Let’s murder the Captcha now, for example.
The test of “humanness” on internet hangs by a thin thread of binary files. There is anti-circumvention clause of the Digital Millennium Copyright Act (DMCA) in the United States to prevent mass scale circumvention of Captcha and an exemplary case of injunction against a violating company too. All major commercial services such as Facebook, Google & Twitter rely on Captcha & Phonetic test for humans.
But technically speaking how unstoppable is it to programmatically parse the binaries that allows the bots to create bot accounts without any human intervention? If one looks at the pace of on-going research in Voice Recognition or Image recognition it seems pretty reasonable to assume that Captchas are soon gonna have to die and something more “undoable” by machines will have to be put in place. Evolution yet again, until the next wave of upgrade!

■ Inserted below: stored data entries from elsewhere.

Issue #2460, opened 2021-10-26
Replace loadTemplate with blade templates


arzola:
As part of the epub/html modernization we want to replace loadTemplate with blade templates to have the HTML templating unified

We are using the following approach

```
<?php
\Pressbooks\Utility\put_contents(
			$this->tmpDir . "/EPUB/$filename",
			$this->loadTemplate( $this->dir . '/templates/epub201/html.php', $vars )
		);
```

We want to replace by the following

```
<?php
\Pressbooks\Utility\put_contents(
			$this->tmpDir . "/EPUB/$filename",
			$this->blade->render( 'export/html', $vars )
		);
```

richard015ar:
Something we agreed in the dev team: it is a nice to have but not mandatory to achieve the sprint goals.

PR #2488, opened 2021-11-04
Replace load templates with blade template rendering

fdalcin:
Solves #2460 

This PR replaces all `loadTemplate` calls by using blade template rendering.
It also tries to clean up the code and add some better type hinting to the `class-epub`.

It mainly affects EPUB exports.

### How to test

Make sure that all EPUB files are generate as before. The ones that used `html` and the `toc`, `container`, `opf` and `ibooks`


inc/modules/export/class-exporthelpers.php
```diff
@@ -49,14 +48,15 @@ public function mapBookDataAndContent( $post_data, $metadata, $post_number, $opt
...
-		$data['title'] = ( get_post_meta( $post_data['ID'], 'pb_show_title', true ) ? $post_data['post_title'] : '<span class="display-none">' . $post_data['post_title'] . '</span>' ); // Preserve auto-indexing in Prince using hidden span
+		$data['title'] = get_post_meta( $post_data['ID'], 'pb_show_title', true ) ? $post_data['post_title'] : '<span class="display-none">' . $post_data['post_title'] . '</span>'; // Preserve auto-indexing in Prince using hidden span
 		$data['content'] = $post_data['post_content'];
 		$data['append_post_content'] = apply_filters( "pb_append_{$post_type_identifier}_content", '', $post_data['ID'] );
 		$data['short_title'] = trim( get_post_meta( $post_data['ID'], 'pb_short_title', true ) );
 		$section_license = $this->doSectionLevelLicense( $metadata, $post_data['ID'] );
 
 		if ( $needs_tidy_html ) {
-			$data['content'] = $this->kneadHtml( $data['content'], $post_type_identifier, $post_type_identifier );
+			$data['content'] = $this->kneadHtml( $data['content'], $post_type_identifier, $post_number );
```
fdalcin, line 58: We were passing the wrong parameter here

inc/modules/export/epub/class-epub.php
```diff
@@ -66,6 +66,27 @@ class Epub extends ExportGenerator {
...
+	 * @var string
+	 */
+	protected $epubDir;
+
+	/**
+	 * Assets directory.
+	 *
+	 * @var string
+	 */
+	protected $assetsDir;
```
fdalcin, line 88: New variables to simplify and avoid repetition

inc/modules/export/epub/class-epub.php
```diff
@@ -527,20 +546,18 @@ public function convertGenerator(): \Generator {
...
-
 		// We need to change global $id for shortcodes, the_content, ...
 		global $id;
 		$old_id = $id;
 
 		// Do root level structures first.
 		foreach ( $book_contents as $type => $struct ) {
 
-			if ( preg_match( '/^__/', $type ) ) {
+			if ( 0 === strpos( $type, '__' ) ) {
```
fdalcin, line 556: Regular expressions are kind of hard to read, once we move to PHP 8 this could be replaced by `str_starts_with`

inc/modules/export/epub/class-epub.php
```diff
@@ -844,30 +856,32 @@ protected function fetchAndSaveUniqueMedia( $url, $fullpath ) {
...
 	/**
 	 * Clean up content processed by HTML5 Parser, change it back into XHTML
 	 *
-	 * @param $html
+	 * @param string $html
 	 *
 	 * @return string
 	 */
-	protected function html5ToXhtml( $html ) {
+	protected function html5ToXhtml( string $html ): string {
```
fdalcin, line 870: I think that this method could be removed since we want to have a valid HTML5. Might be worth to check this in the future

inc/modules/export/epub/class-epub.php
```diff
@@ -2711,29 +2681,46 @@ static function hasDependencies() {
...
-			if ( file_exists( $new_path ) ) {
-				$path = $new_path;
-			}
+		if ( ! is_array( $data ) ) {
+			\Pressbooks\Utility\put_contents( $path, $data );
+
+			return;
 		}
 
-		return parent::loadTemplate( $path, $vars );
```
fdalcin, line 2736: The parent `loadTemplate` method still exists, I believe that it could be removed as well. It seems to be used only for EPUBs

inc/modules/export/epub/class-epub.php
arzola: I also swapped those because the regex that we are performing is less performant for a simple string lookup

inc/modules/export/epub/class-epub.php
```diff
@@ -585,7 +600,7 @@ protected function preProcessBookContents( $book_contents ) {
 	 *
 	 * @return string
 	 */
-	protected function preProcessPostContent( $content, $type = '', $post_id = 0 ) {
+	protected function preProcessPostContent( string $content, string $type = '', int $post_id = 0 ): string {
```
arzola, line 603: @fdalcin I'm not sure if we are ready to use typed properties and return values because those I remember are only PHP 7.4 and currently we are still supporting PHP 7.3

inc/modules/export/epub/class-epub.php
```diff
@@ -775,8 +788,7 @@ protected function tidy( $html ) {
 	 *
 	 * @return string|array
 	 */
-	protected function fetchAndSaveUniqueMedia( $url, $fullpath ) {
-
+	protected function fetchAndSaveUniqueMedia( string $url, string $fullpath ) {
```
richard015ar, line 791: @fdalcin in order to follow the proposed changes. Should we specify the type declaration for this method as well?

richard015ar (approved):
Thank you for the nice template improvement and the cleaning on the code. It looks good to me!

For testing I exported to epub multiple books cloned from integrations and compare the books exported to make sure both looks the same even when the configuration is changed in both places.
I also run the export tests to make sure everything works as before.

Well more than the defeat of Captchas or of Voice Binaries is a concern that of applying the Genetics Paradigm to human generated passwords which too are more-often-than-not simply composed. Passwords are easily predictable piece of data for all practical purposes and technically speaking I am not talking about social engineering. Composing passwords is not as much complex or original an activity as is composing music. And when music itself can be genetically attributed to cut-copy-paste syndrome to the aboriginal sounds of animals, birds and other objects how easy it’d be to work out cracks for passwords using genetic algorithms?
Genetics is more than Computer Science
Evolution applies to Nature. So does it apply to industry, businesses, technology, governance, communication and our children too. Let’s hypothesize a Neural Network and open it over the internet to simply tell us a ‘Yes’ or ‘No’ before buying a particular scrip on the Tokyo’s stock exchange! And now if this neural network is trained with data-sets of masses (applying the social media paradigm here) and its corresponding result-sets – frequently called as intelligence of the crowd/market (one can compound training with real-time data inputs also) – then how powerful would such a neural network be? Will it give an answer with impeccable accuracy as to how the scrip’s gonna perform on the stock exchange? Theoretically yes, coz it will have infinite sample size of training over social nature of internet and time, right?
Code named ‘Awareness’
Human brain is claimed to be the only object in the world which is aware of itself. It is powerful, it can think, decide, learn, store, process, collaborate and get tired too. In fact most of evolutionary physical limitations of the human body (as compared to animals) can be attributed to the available alternative of using a powerful brain in our defense. Brain too evolves naturally and slowly over generations & generations of people. But for technology, the realm of evolution is much faster. Our society pulls out best brains competitively and puts them on projects of intelligence. These best brains contribute philosophy over philosophy over philosophy and build on the capabilities of the machines. Now when this process is opened to crowd-sourcing, developer community, open-source paradigm and other contributory concepts what we might eventually end-up with is “accelerated evolution”. Until one day we would have another object which is aware of itself. Or at least more intelligent than a single human brain.
Now the question is: how far is such day?